Да, дядюшка большой человек. Не к каждому уездная, а тем более губернская канцелярия приезжает. Семен Иванович, осознав значимость сего момента, на полусогнутых удалился встречать гостей.
— А ты, племянничек, изменился. Усишки свои и козлиную бороденку сбрил, уже молодец. Позврослел, на мужчину стал похож, — изменения в свей внешности я видел и сам, глядя на себя в зеркало.
Сквозь Сашеньку проступили какие-то неуловимые, но знакомые и приятные мне черты. Я определенно выглядел старше, а самое главное серьёзнее и солиднее.
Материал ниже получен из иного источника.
PR #133, opened 2026-07-27
Keep selection menus open

Blaizzy:
## What changed

- Keep the chat model and reasoning menus open after selecting an option.
- Keep the menu bar customization menu open while toggling metrics and display styles.
- Update checkmarks and selected-value summaries in place.
- Share the persistent AppKit menu-row behavior through `PersistentMenuActionView`.

## Why

The model and menu bar customization pickers previously used ordinary menu actions. AppKit and SwiftUI ended menu tracking after every selection, forcing users to reopen the menu for each additional choice.

This change uses embedded menu controls that apply the selection without ending the active menu session. The menus still dismiss through the normal outside-click or cancellation behavior.

## User impact

Users can switch models or reasoning levels and configure several menu bar items without repeatedly reopening the relevant menu.

## Validation

- Debug macOS build succeeds.
- Full test suite passes: 108 tests, 0 failures.
- `git diff --check` passes.


lucasnewman (approved):
LGTM

PR #138, opened 2026-07-28
Make Return activate the default button in confirmation dialogs

Lazarus-931:
One fearture is to allow the submit button to work on like small pop ups that show, such as these:

I think it's just something natural most people do, so would be nice
Screenshot 2026-07-28 at 7 44 33 AM


lucasnewman (approved):
👍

— О твоих подвигах в Европах мы тут наслышаны. Ни чем ты меня не удивил, хорошо что хотя бы не обрюхател никого. В отличии от… — продолжать дядя не стал, а хмыкнув и покачав головой достал толстую записную книжку.
— Только на своих спутников не думай, не бери грех на душу. Про твои художества я не от них знаю. Ну так вот, вчера ко мне заезжал Иван Петрович Торопов. Спрашивал, когда долг господа Нестеровы отдадут. Четыре тысячи рублей, между прочим. Немало.
Я молчал, не зная, что ответить.
— А позавчера письмо получил от купца Воронцова из Калуги. Тоже интересуется — когда его три тысячи вернём. А на прошлой неделе сам ездил в Тулу, к Кознову-банкиру, — дядюшка скривился как от внезапно увиденной гадости. — Этот паук тоже не дремлет — хочет свои восемь тысяч обратно. С ним вообще связываться, ох, как не хотелось. Ты в облаках витал, Париж покорять собирался. А твоя матушка поехала у этих кровопийцев Гинцбургов деньги занимать. Знаешь кто такие?
Я отрицательно покачал головой. Мне эта фамилия ничего не говорила.
— Немцы или евреи какие-нибудь, — предположил я.
— Почти угадал. Хорошо мир не без добрых людей. Успел я вмешаться, а то бы одни они уже по миру вас пустили. Вот еще одна расписка на пять тысяч, но чья тебе знать не положено.
Дядя методично перечислял суммы, а я подсчитывал в уме. Только по этим четырем кредиторам выходило двадцать тысяч рублей. А ведь были ещё проценты и другие долги.
— Понимаешь, племянничек, — продолжал дядя, демонстративно не называя меня по имени, — все эти люди давали деньги не твоему батюшке. Они давали их мне. Под моё честное слово и мою подпись. Почти без процентов, потому что знают, кто я такой и какова цена моего слова. И хорошо, что ассигнациями, а не серебром.